Myth #8: Professional administration is only for MSAs = False
Fact: Professional administration can benefit any claims settlement that involves funds for post-settlement medical expenses. While professional administration can greatly assist all parties in an MSA, it can also provide support, potential savings and numerous other benefits for any type of post-settlement medical fund. Professional administration can ensure that public benefits are preserved, such as Medicaid, Social Security Disability Income (SSDI) and Supplemental Security Income (SSI). Moreover, through a professional administrator’s discount networks, savings may be realized which could greatly extend the life of the medical fund. A professional administrator can also assist with coordination of care so the hassle of medical bills and determining if treatment is or isn’t related is eliminated.

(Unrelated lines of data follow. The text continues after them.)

PR #12150, opened 2023-04-21
Feature: Disable warning when a new name is empty

### LINKED ISSUE #12140: Feature: Disable warning when a new name is empty

When the dialog box to enter a new item name is displayed, the user is warned that the name is invalid from the beginning. I think it is confusing to users to get a warning when they have not done anything yet and it is obvious that the name should not be empty, so there is no need to warn.
The same can be said when creating a new tag.

image

### Requirements

Disable warning for invalid names when the name is empty.

### Files Version

2.4.66.0

### Windows Version

Windows 11 22H2

### Comments

_No response_

ferrariofilippo:
**Resolved / Related Issues**
   Closes #12140

**Removed from**
- New Item Dialog
- New Archive Dialog
- New Shortcut Dialog

**Validation**
   1. Open app
   2. Open the menu to create a new file
   3. See that the warning is not displayed when the name is empty


yaira2:
Should we target the servicing branch?

ferrariofilippo:
I don't think this issue is that urgent

yaira2 (dismissed):
LGTM

ferrariofilippo:
> LGTM

What do you think about the two questions in the description?

yaira2:
> Should we disable the tip also when the shortcut path is invalid?
> I believe we shouldn't remove that from tags. What do you think?

Is there any reason to handle it differently?

ferrariofilippo:
> Is there any reason to handle it differently?

For the first one (shortcuts) I agree, we should not show the tip. It was not mentioned in the issue and I wanted to wait on some feedback to avoid wasting work
For tags, I don't think the warning is disturbing there, I mean it's not covering anything else (as the tip does)

yaira2:
We can try without it then 👍

hishitetsu:
I think this should be merged into the servicing brunch.

hishitetsu:
And I think the tag warning should be removed. The problem is not that something is hidden, but that the warnings are just unnecessary and offensive to the user.

ferrariofilippo:
> And I think the tag warning should be removed. The problem is not that something is hidden, but that the warnings are just unnecessary and offensive to the user.

I removed it for empty names but not for whitespaces

ferrariofilippo:
> I think this should be merged into the servicing brunch. It is certainly not a breaking bug, but I think it is making the UX much worse.

I swapped it to `servicing` but the changes are like 3k lines (instead of something like 20). I think I should change back to `main`

hishitetsu:
> I swapped it to `servicing` but the changes are like 3k lines (instead of something like 20). I think I should change back to `main`

Perhaps you have to create another branch based on the servicing branch and cherry-pick your commits into it.

PR #12159, opened 2023-04-22
Fix: Ensure GIF and TIFF are treated as images

### LINKED ISSUE #12133: Bug: GIF and TIFF aren't treated as images
### Description

GIF and TIFF aren't treated as images in Files, so they can't be set as the background or rotated.

### Steps To Reproduce

1. Select a GIF or TIFF image.
2. "Set as background" and "Rotate" option isn't appear.

### Requirements

Ensure GIF and TIFF are treated as images, as well as BMP, JPEG, PNG.

### Files Version

2.4.66.0

### Windows Version

Windows 11 22H2

### Log file

n/a

f-pereira:
**Resolved / Related Issues**
   Closes #12133

**Validation**
   1. Open app
   2. Select a .gif or .tiff file
   3. Should have image options (rotate left, rotate right, etc...)

**Screenshots (optional)**
Screenshot 2023-04-22 163710

### DIFF
--- a/src/Files.App/Helpers/BitmapHelper.cs
+++ b/src/Files.App/Helpers/BitmapHelper.cs
@@ -63,6 +63,12 @@ namespace Files.App.Helpers
 			using var memStream = new InMemoryRandomAccessStream();
 			BitmapEncoder encoder = await BitmapEncoder.CreateForTranscodingAsync(memStream, decoder);
 
+			for(int i = 0; i < decoder.FrameCount - 1; i++) 
+			{
+				encoder.BitmapTransform.Rotation = rotation;
+				await encoder.GoToNextFrameAsync();
+			}
+
 			encoder.BitmapTransform.Rotation = rotation;
 
 			await encoder.FlushAsync();
--- a/src/Files.App/Helpers/BitmapHelper.cs
+++ b/src/Files.App/Helpers/BitmapHelper.cs
@@ -63,7 +63,7 @@ namespace Files.App.Helpers
 			using var memStream = new InMemoryRandomAccessStream();
 			BitmapEncoder encoder = await BitmapEncoder.CreateForTranscodingAsync(memStream, decoder);
 
-			for(int i = 0; i < decoder.FrameCount - 1; i++) 
+			for (int i = 0; i < decoder.FrameCount - 1; i++) 
 			{
 				encoder.BitmapTransform.Rotation = rotation;
 				await encoder.GoToNextFrameAsync();
--- a/src/Files.Backend/Helpers/FileExtensionHelpers.cs
+++ b/src/Files.Backend/Helpers/FileExtensionHelpers.cs
@@ -26,7 +26,7 @@ namespace Files.Backend.Helpers
 		/// <returns><c>true</c> if the fileExtensionToCheck is an image;
 		/// otherwise, <c>false</c>.</returns>
 		public static bool IsImageFile(string? fileExtensionToCheck)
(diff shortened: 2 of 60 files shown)


src/Files.Backend/Helpers/FileExtensionHelpers.cs
```diff
@@ -26,7 +26,7 @@ public static bool HasExtension(string? filePathToCheck, params string[] extensi
 		/// <returns><c>true</c> if the fileExtensionToCheck is an image;
 		/// otherwise, <c>false</c>.</returns>
 		public static bool IsImageFile(string? fileExtensionToCheck)
-			=> HasExtension(fileExtensionToCheck, ".png", ".bmp", ".jpg", ".jpeg");
+			=> HasExtension(fileExtensionToCheck, ".png", ".bmp", ".jpg", ".jpeg", ".gif", ".tiff");
```
ferrariofilippo, line 29: You should also include `.tif`, since it is the same as `.tiff`

f-pereira: You're absolutely correct, my bad!

ferrariofilippo:
There's a bug when rotating GIFs, but I think it's a different issue

f-pereira:
Oh I see, It seems that only the first frame is rotated

hishitetsu:
Thank you for your PR! This page will help you to rotate all frames.
https://learn.microsoft.com/en-us/uwp/api/windows.graphics.imaging.bitmapencoder?view=winrt-22621

> If you want to encode an additional frame, call GoToNextFrameAsync.

f-pereira:
@hishitetsu Thank you for the documentation! I tried to use it and I found a problem that I am Looking for solution: the first frame rotates well, but if the next frame have a different width/height, it rotates well but It is misplaced (e.g It is placed on top right corner instead of center)

hishitetsu:
* Will there be any problem if all frames had the same width and height?
* Will rotating four times in a row or rotating left and then right restore all frames to there original state even if there are frames of different widths and heights?

If no to the former and yes to the latter, I think that is still fine.

f-pereira:
@hishitetsu Done! 
I tested with a gif where all the frames are equal in size and it worked well.
I also tested with other image formats and it is working

ferrariofilippo:
> @hishitetsu Done! I tested with a gif where all the frames are equal in size and it worked well. I also tested with other image formats and it is working

I'm getting a frame wrong (but if I rotate the gif 4 times everything works). I used <a href="https://upload.wikimedia.org/wikipedia/commons/thumb/2/2c/Rotating_earth_%28large%29.gif/260px-Rotating_earth_%28large%29.gif">this</a> to test

f-pereira:
I noticed that it happens when the frames are not equal in size (I checked your gif, the frames size are different)
To confirm this hypothesis I used this gif

 this

src/Files.App/Helpers/BitmapHelper.cs
```diff
@@ -63,6 +63,12 @@ public static async Task Rotate(string filePath, BitmapRotation rotation)
 			using var memStream = new InMemoryRandomAccessStream();
 			BitmapEncoder encoder = await BitmapEncoder.CreateForTranscodingAsync(memStream, decoder);
 
+			for(int i = 0; i < decoder.FrameCount - 1; i++)
```
hishitetsu, line 66:
```suggestion
			for (int i = 0; i < decoder.FrameCount - 1; i++) 
```

ferrariofilippo (approved):
LGTM and works for me!

yaira2 (approved):
Thank you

Myth #9: Attestation to Medicare doesn’t matter = False
Fact: Attestation is vital to ensuring that Medicare will not deny treatment. Submission of attestation information to Medicare is a critical component in administering an MSA. See Self-Administration Toolkit for WCMSA Arrangements, v1.3, Sec. 8. If there is an instance of either temporary depletion or complete exhaustion of the fund, a professional administrator can ensure that attestation and proper coordination of benefits occurs so that Medicare will not deny coverage. This is especially the case with MSAs that are funded via an annuity where there is a greater likelihood of temporary depletion depending on the pace and spend of treatment. Also, with the complexities of new electronic attestation submission to Medicare, a competent professional administrator with technical capabilities is in a better position to ensure that this occurs properly and removes the burden for an individual.
Myth #10: Professional Administration is costly = False
Fact: The cost of professional administration is typically a small fraction of the overall medical portion of a settlement. In many cases, professional administration is less expensive than the cost of an MSA.
This is a relatively small price to pay for, among other things:
- extending the life of the medical fund
- potential savings on costs for medical, prescription drugs and durable medical equipment (DME)
- finality to the settlement
- assistance to the claimant
- assurance funds will be spent properly
- ensuring attestation submission to Medicare will occur
- peace of mind to all parties
As CMS places a greater emphasis on MSAs and post-settlement administration requirements, it’s important that all parties have their facts straight to ensure they’re making the best decisions relative to the management and administration of an MSA post-settlement.